After being awarded Gold at the Nationals for my American Amber Ale in the bitter ale category I thought Id make a keg of beer for the mate that introduced me to homebrewing. I know he loves hoppy beers and also loves a darker style beer so, this will be a great beer to make for him. :super:

Janets Brown Ale

*Specs*
OG - 1.068
FG - 1.016
EBC - 18.5
ABV - 6.8%
IBU - 64
Vol - 20Lts ( the link is for a double batch recipe )

*Malts*
75% Ale Malt
6.3% Wheat
7.8% Crystal 40L
7.8% Carapils
3.1% Chocolate Malt

*Hops*
Northern Brewer - 28g Mash Hop addition ( not totally sure what this does but its something new to try )
Northern Brewer - 42g @ 60m
Northern Brewer - 28g @ 15m

Cascade - 42g @ 10m
Cascade - 56g @ 0mins ( I will whirlpool/steep for 5/10mins )

Dry Hopped with 56g of Centennial for 7-10days after fermentation.

*Yeast*
WLP001 California Yeast ~ 1.2lt starter - Fermented @ 19c

*Misc*
Yeast Nutrient
Whirlfloc
Pure O2

Let me know what you think, especially if you have made this yourself.

I have made a few of the recipes from the linked website and had more than great results.

http://www.theelectricbrewery.com/forum/viewtopic.php?t=25123


----------



## Mardoo (22/10/14)

I've made a few iterations of Janet's Brown. Great recipe! It can flex either stronger or weaker quite easily. I've never stuck with particular hops though, just generally American hops.

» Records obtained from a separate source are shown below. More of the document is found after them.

PR #303, opened 2021-02-19
Feature - small JSON serialization improvements

stijnmoreels:
Some JSON serialization settings that were present in the Azure Functions HTTP trigger, but not in the web API.

### DIFF
--- a/src/Arcus.Templates.WebApi/Startup.cs
+++ b/src/Arcus.Templates.WebApi/Startup.cs
@@ -94,7 +94,7 @@ namespace Arcus.Templates.WebApi
                 options.RespectBrowserAcceptHeader = true;
 
                 RestrictToJsonContentType(options);
-                AddEnumAsStringRepresentation(options);
+                ConfigureJsonFormatters(options);
 
 #if SharedAccessKeyAuth
                 #warning Please provide a valid request header name and secret name to the shared access filter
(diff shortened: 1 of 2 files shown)


src/Arcus.Templates.WebApi/Startup.cs
```diff
@@ -247,17 +247,21 @@ private static void RestrictToJsonContentType(MvcOptions options)
             options.OutputFormatters.RemoveType<StringOutputFormatter>();
         }
 
-        private static void AddEnumAsStringRepresentation(MvcOptions options)
+        private static void ConfigureJsonFormatters(MvcOptions options)
         {
             var onlyJsonInputFormatters = options.InputFormatters.OfType<SystemTextJsonInputFormatter>();
             foreach (SystemTextJsonInputFormatter inputFormatter in onlyJsonInputFormatters)
             {
+                inputFormatter.SerializerOptions.MaxDepth = 10;
```
tomkerkhove, line 255: Should we do this?

stijnmoreels: I'm more of the opinion to have this in place and that the developer change it to something higher if they need it, then to leave it open to 64 by default and maybe overload something.

tomkerkhove: WDYT @fgheysels ?

fgheysels: In my humble opinion, we should stick to the defaults defined in .NET.
Target audience is developers, so we shouldn't be too restrictive or 'parental' (or whatever you call it :) ).

tomkerkhove: Frankly, I was thinking the same on this one

stijnmoreels: Ok, then should we also remove it in the Azure Function HTTP trigger 'cause it's defined there too. I can do that in this PR too.

stijnmoreels: Left the `IgnoreNullValues` still there, but removed the `MaxDepth` in both the web API as the Azure Functions HTTP trigger template. Resolving.

tomkerkhove (approved):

Tasty's mineral additions seem a bit crazy, but they work. I was shocked the first time I made it and tasted the wort. I can only describe it as PROFOUNDLY bitter, as in it went on for about 20 minutes. Unfortunately I don't have the numbers at hand since my computer karked it a couple weeks ago and I have yet to get a new one and reload. IIRC I got them from the Janet's Brown thread on the Brewing Network website. I'll see whether I can find them.

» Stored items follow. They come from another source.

PR #359, opened 2021-04-27
fix: set Microsoft log level to warning

### LINKED ISSUE #354: Reduce verbosity for telemetry by Microsoft
Telemetry should be actionable and not generate noise, by default Microsoft telemetry is added which is considered to be noise.

Reduce verbosity for telemetry by Microsoft by reducing it to Warning-level only.

https://github.com/arcus-azure/arcus.templates/blob/master/src/Arcus.Templates.WebApi/Startup.cs#L314

N/A

**Additional context**
This generates a lot of logging statements when executing an HTTP endpoint.

stijnmoreels:
To reduce logs from Microsoft, we should set it to warning.

Closes #354

### DIFF
--- a/src/Arcus.Templates.WebApi/Startup.cs
+++ b/src/Arcus.Templates.WebApi/Startup.cs
@@ -311,7 +311,7 @@ namespace Arcus.Templates.WebApi
             
             return new LoggerConfiguration()
                 .MinimumLevel.Debug()
-                .MinimumLevel.Override("Microsoft", LogEventLevel.Information)
+                .MinimumLevel.Override("Microsoft", LogEventLevel.Warning)
                 .Enrich.FromLogContext()
                 .Enrich.WithVersion()
                 .Enrich.WithComponentName("API")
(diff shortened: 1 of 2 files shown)


tomkerkhove (approved):

fgheysels (approved):
Thanks !

src/Arcus.Templates.WebApi/Startup.cs
```diff
@@ -311,7 +311,7 @@ private LoggerConfiguration CreateLoggerConfiguration(IServiceProvider servicePr
             
             return new LoggerConfiguration()
                 .MinimumLevel.Debug()
```
fgheysels, line 313: Is it a good idea to set the loglevel to Debug ?  I mean, Arcus is a library, customers who use this library in their project might get overwhelmed with Arcus logs that they do not want.

stijnmoreels: Or set it on Debug when the configuration is Debug 😄 .

tomkerkhove: +1. I'd use info by default

fgheysels: I'd set it to Info, regardless if the configuration is debug or release.

PR #372, opened 2021-05-06
fix: use information from config as minimum Serilog log level

### LINKED ISSUE #354: Reduce verbosity for telemetry by Microsoft

stijnmoreels:
Use the configuration specified in the `appsettings.json` of the web API project template to specify that the minimum Serilog log level should be `Information`.

Closes #354 
Relates to https://github.com/arcus-azure/arcus.templates/discussions/368
Relates to https://github.com/arcus-azure/arcus.templates/discussions/355

### DIFF
--- a/docs/Gemfile.lock
+++ b/docs/Gemfile.lock
@@ -229,7 +229,7 @@ GEM
     rb-fsevent (0.10.4)
     rb-inotify (0.10.1)
       ffi (~> 1.0)
-    rexml (3.2.4)
+    rexml (3.2.5)
     rouge (3.23.0)
     ruby-enum (0.8.0)
       i18n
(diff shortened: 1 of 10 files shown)


tomkerkhove (approved):

tomkerkhove:
Do we set configuration for Docker as well? Otherwise we need to add that env var, but OK if it's left out

stijnmoreels:
> Do we set configuration for Docker as well? Otherwise we need to add that env var, but OK if it's left out

Not sure to what Docker setting you're referring to, so I guess we don't set it. 😅

tomkerkhove (approved):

PS: Care to share your American Amber recipe?


----------



## Mardoo (22/10/14)

OK, here's a link for Tasty's water profiles. 350 sulfate!!! WTF, but it works. He uses the same profile for all his hoppy beers (from his mouth, not mine):

http://www.thebrewingnetwork.com/forum/viewtopic.php?f=&t=25260#_thread

And another:

http://www.thebrewingnetwork.com/forum/viewtopic.php?f=&t=18509#_thread


----------



## Dan Pratt (22/10/14)

Hi Mardoo,

Thanks for the links, good for a read at work :lol:

Im customed to using the higher sulphate content on my water, been putting about 280ppm + for any hoppy beers like AAA, APA and IPA's for quite some time now and it really make the hops come through. Ive been tempted to burtonize an IPA at 700ppm + and make the carbonate levels hard to go to extremes but always talk myself out of it. 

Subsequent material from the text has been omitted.